"– Скажи, в бытность твою главным городским судьей в Хорезме не приходилось ли тебе приговаривать кого-либо к повешению?
Эти слова упали на голову Агабека, как хорошая дубина, обмотанная тряпьем, – мягко, но оглушающе. Недоверчивая усмешка вмиг исчезла с его лица: он боязливо оглянулся в темноту, которая сразу стала для него живой, таинственной, глубокой и зловещей.
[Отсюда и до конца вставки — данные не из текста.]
PR #464, opened 2016-11-10
Showcase editor improvements

hbeachey:
* Added dynamic search to showcase editor items
* Added nametags to items
* Updated material-ui 13.0->13.4 which required react 14.7->14.8

_this may require everyone to run `bundle exec rake tmp:clear` for client up update correctly_


app/assets/javascripts/components/showcase_editor/ItemList.jsx
```diff
@@ -1,5 +1,34 @@
...
+
+  componentWillReceiveProps: function(nextProps) {
+    if(this.props.items.length > 0) {
+      return;
+    }
+
+    var options = {}
+    for(var i = 0; i < nextProps.items.length; ++i) {
+      lowerKey = nextProps.items[i].name.toLowerCase();
+      options[lowerKey] = true;
```
jgondron: Items can have the same name. Using item name as a key will be problematic.

jgondron: Ah ok, I see now. I was assuming we were using search api to get these items, didn't see that you were doing this to perform a client side filter. We should really discuss this. If this is part of DEC-1299, I think you're still going to have significant problems with large collections. 

Btw name your branches based on the ticket id. Ex: DEC-1299-Showcase-editor-improvements. That way Jira will see it and associate it. Traceability++

PR #465, opened 2016-11-11
DEC-450 Quick delete button(s)

hbeachey:
The request was for a quick way to delete items.

Initial implementation was with checkboxes in the item listing view which would then mass-delete all selected items. Unfortunately, getting information for each item on weather or not it can be deleted was expensive and slow.

Instead, I went with a delete button on the list view for each item which will save a few page transitions at least. I added these buttons to the items/pages/and showcases listings.

### DIFF
--- a/app/assets/javascripts/components/DeleteButton.jsx
+++ b/app/assets/javascripts/components/DeleteButton.jsx
@@ -6,8 +6,6 @@ var ItemStore = require("../stores/ItemStore");
 var ItemActions = require('../actions/ItemActions');
 
 var DeleteButton = React.createClass({
-  mixins: [DialogMixin],
-
   propTypes: {
     type: React.PropTypes.oneOf(['item', 'showcase', 'page']).isRequired,
     id: React.PropTypes.string.isRequired,
@@ -97,6 +95,36 @@ var DeleteButton = React.createClass({
     } else {
       return([this.cancelDismiss(), this.dialogConfirm()]);
     }
+  },
+
+  cancelDismiss: function() {
+    return (
+        <mui.FlatButton
+        label="Cacnel"
+        primary={true}
+        onTouchTap={this.dismissMessage}
+      />
+    );
+  },
+
+  okDismiss: function() {
+    return (
+      <mui.FlatButton
+        label="OK"
+        primary={true}
+        onTouchTap={this.dismissMessage}
+      />
+    );
+  },
+
+  dialogConfirm: function() {
+    return (
+      <mui.FlatButton
+        label="Yes"
+        primary={true}
+        onTouchTap={this.confirmMessage}
+      />
+    );
   },
 
   render: function() {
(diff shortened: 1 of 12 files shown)


app/assets/javascripts/components/EntriesList.jsx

– Приходилось, конечно. По службе…
– Вот видишь! Но заказывал ли ты, по крайней мере, заупокойные молитвы по этим людям?
– Заупокойные молитвы?.. Такое дело было бы слишком разорительным для меня. В Хорезме ловят столько разных злоумышленников!
– Вот поэтому невидимые к тебе и пристают.
– Откуда ты знаешь, что они ко мне пристают?
– Потому что они могут быть все-таки слегка видимы для изощренного зрения. Чуть-чуть, едва приметно… так, что-то вроде стеклистых червячков, плавающих в воздухе. Я давно их замечал над тобою. Да ты, вероятно, и сам их видел не раз, только не знал, кто они.
Так как Агабек был весьма толст и грузен, то, конечно, часто видел как бы плавающих перед глазами в воздухе стеклистых червячков, особенно когда приходилось ему нагибаться и снова выпрямлять спину.
– Да, видел… Но я полагал, что это от излишней крови.
– Если бы это происходило от излишней крови, тогда бы они представлялись тебе красными, ты же видишь их прозрачными, как бы бесплотными, – рассудительно ответил Ходжа Насреддин.
Против столь очевидного довода Агабек ничего не мог возразить. Слова Ходжи Насреддина тягостно поразили его мясистое воображение."